PR #1629, opened 2026-05-18
[k2] use initial-exec TLS model for performance critical thread locals

apolyakov:
The `initial-exec` TLS model provides faster access to thread-local variables by using a more efficient addressing mode that avoids dynamic TLS resolution at runtime. Since these state pointers are accessed frequently in hot paths, caching them in thread-local storage with `initial-exec` model improves performance.

The state pointers are now set once during lifecycle transitions (image/component/instance creation and initialization, and at poll entry) and then accessed directly from TLS rather than calling through the C API layer each time.

### Note

The `initial-exec` TLS model is generally unsafe for dynamically loaded libraries (it requires TLS to be allocated at program startup). This is acceptable for K2 because the runtime is loaded in a controlled environment where this constraint is satisfied. In case of any problems we can try `-mtls-dialect=gnu2` which is safe but a bit slower than `initial-exec` TLS model.

### DIFF
--- a/runtime-light/k2-platform/k2-api.h
+++ b/runtime-light/k2-platform/k2-api.h
@@ -29,11 +29,17 @@
 
 namespace k2 {
 
-namespace k2_impl_ {
+namespace details {
 
 inline constexpr size_t DEFAULT_MEMORY_ALIGN = 16;
 
-} // namespace k2_impl_
+#define TLS_INITIAL_EXEC __attribute__((tls_model("initial-exec")))
+
+TLS_INITIAL_EXEC inline thread_local const ImageState* image_state_ptr{};         // NOLINT
+TLS_INITIAL_EXEC inline thread_local const ComponentState* component_state_ptr{}; // NOLINT
+TLS_INITIAL_EXEC inline thread_local InstanceState* instance_state_ptr{};         // NOLINT
+
+} // namespace details
 
 inline constexpr int32_t errno_ok = 0;
 inline constexpr int32_t errno_e2big = E2BIG;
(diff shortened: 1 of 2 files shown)


runtime-light/k2-platform/k2-api.h
```diff
@@ -29,11 +29,17 @@
...
 
 inline constexpr size_t DEFAULT_MEMORY_ALIGN = 16;
 
-} // namespace k2_impl_
+#define TLS_INITIAL_EXEC __attribute__((tls_model("initial-exec")))
+
+TLS_INITIAL_EXEC inline thread_local const ImageState* image_state_ptr{};         // NOLINT
+TLS_INITIAL_EXEC inline thread_local const ComponentState* component_state_ptr{}; // NOLINT
+TLS_INITIAL_EXEC inline thread_local InstanceState* instance_state_ptr{};         // NOLINT
+
```
astrophysik, line 41: Maybe add `#undef` here?

runtime-light/runtime-light.cpp
```diff
@@ -15,50 +16,54 @@
 #define VISIBILITY_DEFAULT __attribute__((visibility("default")))
 
 VISIBILITY_DEFAULT ImageState* k2_create_image() {
-  kphp::log::debug("start image state creation, requested {} bytes", sizeof(ImageState));
```
astrophysik, line 18: Shouldn't we explicit zeroing undefined thread locals? Can they contain values of previous instance?

astrophysik (approved):

PR #1633, opened 2026-05-25
[k2] add `stream_set_blocking`

denisichh:


runtime-light/streams/stream.h
```diff
@@ -27,12 +27,16 @@
...
 
 class stream {
+  bool m_non_blocking{false};
   k2::descriptor m_descriptor{k2::INVALID_PLATFORM_DESCRIPTOR};
   kphp::coro::io_scheduler& m_scheduler{kphp::coro::io_scheduler::get()};
 
   explicit stream(k2::descriptor descriptor) noexcept
       : m_descriptor(descriptor) {}
 
+  auto read_non_blocking(std::span<std::byte> buf) const noexcept -> kphp::coro::task<std::expected<size_t, int32_t>>;
```
apolyakov: It looks like these don't need to be coroutines

runtime-light/streams/stream.h
```diff
@@ -72,6 +77,20 @@ class stream {
 
 // ================================================================================================
 
+inline auto stream::read_non_blocking(std::span<std::byte> buf) const noexcept -> kphp::coro::task<std::expected<size_t, int32_t>> {
+  if (status().read_status != k2::IOStatus::IOAvailable) {
+    co_return std::expected<size_t, int32_t>{0};
+  }
+  co_return std::expected<size_t, int32_t>{k2::read(m_descriptor, buf)};
```
apolyakov: We can just `return k2::read(...)`

runtime-light/streams/stream.h
denisichh: done

runtime-light/streams/stream.h
denisichh: done

apolyakov (approved):
LGTM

════════════════════

What is required:
Which lines of the records contain the word "pointers"? Copy each of them.

Output for this exercise:
The `initial-exec` TLS model provides faster access to thread-local variables by using a more efficient addressing mode that avoids dynamic TLS resolution at runtime. Since these state pointers are accessed frequently in hot paths, caching them in thread-local storage with `initial-exec` model improves performance.
The state pointers are now set once during lifecycle transitions (image/component/instance creation and initialization, and at poll entry) and then accessed directly from TLS rather than calling through the C API layer each time.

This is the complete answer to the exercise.